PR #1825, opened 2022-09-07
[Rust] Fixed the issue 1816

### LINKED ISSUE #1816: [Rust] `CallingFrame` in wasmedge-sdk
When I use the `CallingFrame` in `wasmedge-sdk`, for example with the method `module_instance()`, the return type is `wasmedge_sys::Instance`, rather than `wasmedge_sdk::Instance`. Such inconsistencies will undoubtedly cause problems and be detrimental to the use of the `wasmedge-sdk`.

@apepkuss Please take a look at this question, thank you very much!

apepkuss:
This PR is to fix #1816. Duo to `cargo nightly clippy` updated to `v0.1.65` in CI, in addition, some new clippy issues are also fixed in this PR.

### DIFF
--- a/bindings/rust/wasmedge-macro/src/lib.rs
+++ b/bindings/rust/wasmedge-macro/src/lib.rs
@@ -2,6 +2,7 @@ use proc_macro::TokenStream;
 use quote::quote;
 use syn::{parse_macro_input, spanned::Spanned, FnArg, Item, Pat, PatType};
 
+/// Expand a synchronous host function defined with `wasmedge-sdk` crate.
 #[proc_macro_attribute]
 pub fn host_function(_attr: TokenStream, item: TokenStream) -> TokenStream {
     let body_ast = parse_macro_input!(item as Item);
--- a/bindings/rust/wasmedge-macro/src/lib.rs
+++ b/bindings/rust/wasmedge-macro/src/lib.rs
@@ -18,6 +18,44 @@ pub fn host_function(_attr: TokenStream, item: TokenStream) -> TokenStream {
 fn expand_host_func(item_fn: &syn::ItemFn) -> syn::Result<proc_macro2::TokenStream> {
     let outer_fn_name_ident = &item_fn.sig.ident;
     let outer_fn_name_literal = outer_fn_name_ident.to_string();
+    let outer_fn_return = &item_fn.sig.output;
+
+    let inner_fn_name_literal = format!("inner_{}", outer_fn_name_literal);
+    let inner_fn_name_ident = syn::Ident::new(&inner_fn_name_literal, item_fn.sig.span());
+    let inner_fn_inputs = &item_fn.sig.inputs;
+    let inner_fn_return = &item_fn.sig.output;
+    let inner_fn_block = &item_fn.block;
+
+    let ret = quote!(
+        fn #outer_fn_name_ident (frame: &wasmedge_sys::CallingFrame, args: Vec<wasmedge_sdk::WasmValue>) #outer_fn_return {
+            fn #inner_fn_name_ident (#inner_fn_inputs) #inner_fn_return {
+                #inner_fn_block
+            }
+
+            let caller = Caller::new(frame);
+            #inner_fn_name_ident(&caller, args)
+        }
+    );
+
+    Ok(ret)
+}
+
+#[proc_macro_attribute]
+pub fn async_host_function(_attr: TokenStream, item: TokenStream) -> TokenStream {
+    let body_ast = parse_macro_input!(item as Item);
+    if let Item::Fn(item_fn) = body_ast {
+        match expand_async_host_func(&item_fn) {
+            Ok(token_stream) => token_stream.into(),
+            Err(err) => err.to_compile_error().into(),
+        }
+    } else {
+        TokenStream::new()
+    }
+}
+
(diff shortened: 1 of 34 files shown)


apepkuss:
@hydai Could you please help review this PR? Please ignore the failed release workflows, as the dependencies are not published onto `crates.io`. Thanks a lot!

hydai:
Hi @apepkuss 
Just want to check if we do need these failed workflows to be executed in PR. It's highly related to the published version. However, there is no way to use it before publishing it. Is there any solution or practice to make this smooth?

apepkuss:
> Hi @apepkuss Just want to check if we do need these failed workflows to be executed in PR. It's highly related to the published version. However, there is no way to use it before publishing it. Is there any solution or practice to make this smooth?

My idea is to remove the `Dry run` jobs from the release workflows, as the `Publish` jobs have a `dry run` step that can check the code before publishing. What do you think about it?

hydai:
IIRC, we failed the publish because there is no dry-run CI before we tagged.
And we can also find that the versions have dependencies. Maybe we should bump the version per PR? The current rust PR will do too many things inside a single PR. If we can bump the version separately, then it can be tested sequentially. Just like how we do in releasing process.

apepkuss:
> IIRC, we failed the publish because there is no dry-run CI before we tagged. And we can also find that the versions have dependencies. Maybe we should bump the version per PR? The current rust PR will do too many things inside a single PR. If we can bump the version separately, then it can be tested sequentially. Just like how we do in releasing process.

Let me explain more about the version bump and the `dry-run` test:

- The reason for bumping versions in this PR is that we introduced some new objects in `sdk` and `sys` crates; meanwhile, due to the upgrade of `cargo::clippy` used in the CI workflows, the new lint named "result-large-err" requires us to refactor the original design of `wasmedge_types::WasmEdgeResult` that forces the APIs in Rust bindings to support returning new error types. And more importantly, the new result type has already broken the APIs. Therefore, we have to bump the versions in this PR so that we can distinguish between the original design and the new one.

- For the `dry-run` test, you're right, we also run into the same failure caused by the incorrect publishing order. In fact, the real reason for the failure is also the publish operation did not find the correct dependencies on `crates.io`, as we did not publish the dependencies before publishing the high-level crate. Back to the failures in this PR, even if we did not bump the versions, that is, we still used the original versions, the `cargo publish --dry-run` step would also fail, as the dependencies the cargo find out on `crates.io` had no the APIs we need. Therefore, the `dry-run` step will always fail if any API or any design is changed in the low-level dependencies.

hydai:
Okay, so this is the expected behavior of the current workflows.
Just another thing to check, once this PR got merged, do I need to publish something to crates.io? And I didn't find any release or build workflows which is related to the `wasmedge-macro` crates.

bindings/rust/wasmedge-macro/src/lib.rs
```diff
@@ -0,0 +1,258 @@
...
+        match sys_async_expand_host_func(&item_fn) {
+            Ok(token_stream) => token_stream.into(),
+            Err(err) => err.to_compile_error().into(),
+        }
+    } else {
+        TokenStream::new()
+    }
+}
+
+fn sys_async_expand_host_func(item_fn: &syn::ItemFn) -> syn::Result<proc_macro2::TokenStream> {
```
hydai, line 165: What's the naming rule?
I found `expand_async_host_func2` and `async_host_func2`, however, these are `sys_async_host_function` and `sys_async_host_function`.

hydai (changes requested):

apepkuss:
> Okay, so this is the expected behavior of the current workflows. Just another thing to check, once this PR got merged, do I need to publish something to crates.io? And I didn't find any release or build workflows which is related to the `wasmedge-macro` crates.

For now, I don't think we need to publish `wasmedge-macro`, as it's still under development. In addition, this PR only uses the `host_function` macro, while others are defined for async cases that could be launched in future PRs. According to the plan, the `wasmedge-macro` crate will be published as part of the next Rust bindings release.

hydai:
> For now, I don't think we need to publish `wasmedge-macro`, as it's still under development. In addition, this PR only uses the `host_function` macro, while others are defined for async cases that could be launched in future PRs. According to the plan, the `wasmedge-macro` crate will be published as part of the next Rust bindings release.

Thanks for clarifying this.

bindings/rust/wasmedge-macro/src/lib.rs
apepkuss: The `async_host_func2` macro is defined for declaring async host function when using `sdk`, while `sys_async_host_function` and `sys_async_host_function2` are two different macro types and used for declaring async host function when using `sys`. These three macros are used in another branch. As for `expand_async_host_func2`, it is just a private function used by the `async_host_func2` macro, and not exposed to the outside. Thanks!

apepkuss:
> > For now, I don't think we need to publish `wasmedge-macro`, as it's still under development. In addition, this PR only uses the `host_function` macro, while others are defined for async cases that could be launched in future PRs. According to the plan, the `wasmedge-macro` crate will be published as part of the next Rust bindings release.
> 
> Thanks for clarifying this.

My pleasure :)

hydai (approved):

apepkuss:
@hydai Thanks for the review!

### TASK PROMPT:
Please copy every line of the data that carries the string "because".

### EXERCISE ANSWER:
IIRC, we failed the publish because there is no dry-run CI before we tagged.
> IIRC, we failed the publish because there is no dry-run CI before we tagged. And we can also find that the versions have dependencies. Maybe we should bump the version per PR? The current rust PR will do too many things inside a single PR. If we can bump the version separately, then it can be tested sequentially. Just like how we do in releasing process.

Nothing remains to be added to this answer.